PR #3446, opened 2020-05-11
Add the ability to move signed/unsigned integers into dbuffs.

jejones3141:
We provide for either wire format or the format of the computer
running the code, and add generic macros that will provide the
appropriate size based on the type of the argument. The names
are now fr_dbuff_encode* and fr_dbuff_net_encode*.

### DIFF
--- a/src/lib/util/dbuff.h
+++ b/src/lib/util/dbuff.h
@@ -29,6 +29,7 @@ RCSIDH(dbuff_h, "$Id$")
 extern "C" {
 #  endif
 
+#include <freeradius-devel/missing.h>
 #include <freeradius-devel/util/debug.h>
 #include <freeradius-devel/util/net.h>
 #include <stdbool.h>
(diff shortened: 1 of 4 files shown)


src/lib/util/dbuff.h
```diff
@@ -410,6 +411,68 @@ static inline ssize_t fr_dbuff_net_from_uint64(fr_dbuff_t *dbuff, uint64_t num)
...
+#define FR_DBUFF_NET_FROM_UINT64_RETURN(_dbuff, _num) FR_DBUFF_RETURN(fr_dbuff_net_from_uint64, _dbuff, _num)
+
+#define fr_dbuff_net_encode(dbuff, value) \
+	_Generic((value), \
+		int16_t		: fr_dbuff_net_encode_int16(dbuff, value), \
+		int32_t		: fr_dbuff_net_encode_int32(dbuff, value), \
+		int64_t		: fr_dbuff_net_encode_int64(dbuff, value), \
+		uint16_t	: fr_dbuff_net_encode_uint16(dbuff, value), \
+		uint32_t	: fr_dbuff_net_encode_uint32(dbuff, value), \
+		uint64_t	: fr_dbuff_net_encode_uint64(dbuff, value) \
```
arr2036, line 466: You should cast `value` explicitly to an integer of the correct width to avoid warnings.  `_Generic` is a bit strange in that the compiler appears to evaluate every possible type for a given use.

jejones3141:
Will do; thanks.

---

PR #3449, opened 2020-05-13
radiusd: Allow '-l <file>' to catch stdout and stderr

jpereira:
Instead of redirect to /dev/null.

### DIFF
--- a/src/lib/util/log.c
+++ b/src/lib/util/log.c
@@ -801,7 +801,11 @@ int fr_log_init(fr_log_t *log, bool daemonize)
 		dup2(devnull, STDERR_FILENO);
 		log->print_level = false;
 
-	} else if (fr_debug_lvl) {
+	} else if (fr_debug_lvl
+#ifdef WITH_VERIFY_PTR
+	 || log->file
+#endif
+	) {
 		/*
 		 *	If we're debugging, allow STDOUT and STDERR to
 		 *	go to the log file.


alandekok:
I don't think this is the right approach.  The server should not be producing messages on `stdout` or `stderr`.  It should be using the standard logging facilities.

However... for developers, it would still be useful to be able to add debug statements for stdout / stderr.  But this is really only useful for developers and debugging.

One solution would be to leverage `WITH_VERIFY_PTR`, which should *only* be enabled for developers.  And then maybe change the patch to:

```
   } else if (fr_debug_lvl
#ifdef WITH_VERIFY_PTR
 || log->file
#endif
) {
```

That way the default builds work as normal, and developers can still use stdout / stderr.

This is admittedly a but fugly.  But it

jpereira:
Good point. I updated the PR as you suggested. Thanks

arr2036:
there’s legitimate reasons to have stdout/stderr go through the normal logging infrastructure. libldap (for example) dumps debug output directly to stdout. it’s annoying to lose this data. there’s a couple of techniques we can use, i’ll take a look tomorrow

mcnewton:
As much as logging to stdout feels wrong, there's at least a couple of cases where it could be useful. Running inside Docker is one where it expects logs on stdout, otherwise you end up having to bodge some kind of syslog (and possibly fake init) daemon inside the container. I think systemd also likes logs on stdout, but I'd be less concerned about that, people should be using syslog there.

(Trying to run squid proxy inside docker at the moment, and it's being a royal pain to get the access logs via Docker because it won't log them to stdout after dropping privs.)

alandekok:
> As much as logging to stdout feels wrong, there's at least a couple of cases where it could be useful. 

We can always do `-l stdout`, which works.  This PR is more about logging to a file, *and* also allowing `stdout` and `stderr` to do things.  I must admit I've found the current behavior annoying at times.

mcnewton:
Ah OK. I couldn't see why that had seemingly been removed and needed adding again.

---

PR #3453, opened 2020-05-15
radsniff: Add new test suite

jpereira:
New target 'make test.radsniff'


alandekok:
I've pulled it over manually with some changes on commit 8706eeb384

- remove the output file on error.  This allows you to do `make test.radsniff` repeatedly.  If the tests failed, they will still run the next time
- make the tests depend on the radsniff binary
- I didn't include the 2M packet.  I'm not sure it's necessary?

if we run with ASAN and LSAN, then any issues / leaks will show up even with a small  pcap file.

> [PROBLEM DETAILS]:
Copy only this part of the entries above: the line with "fr_log_init(fr_log_t *log, bool daemonize)", the line with "I don't think", and the lines between, all exactly as written.

> [ANSWER FOR THE TASK]:
@@ -801,7 +801,11 @@ int fr_log_init(fr_log_t *log, bool daemonize)
 		dup2(devnull, STDERR_FILENO);
 		log->print_level = false;
 
-	} else if (fr_debug_lvl) {
+	} else if (fr_debug_lvl
+#ifdef WITH_VERIFY_PTR
+	 || log->file
+#endif
+	) {
 		/*
 		 *	If we're debugging, allow STDOUT and STDERR to
 		 *	go to the log file.


alandekok:
I don't think this is the right approach.  The server should not be producing messages on `stdout` or `stderr`.  It should be using the standard logging facilities.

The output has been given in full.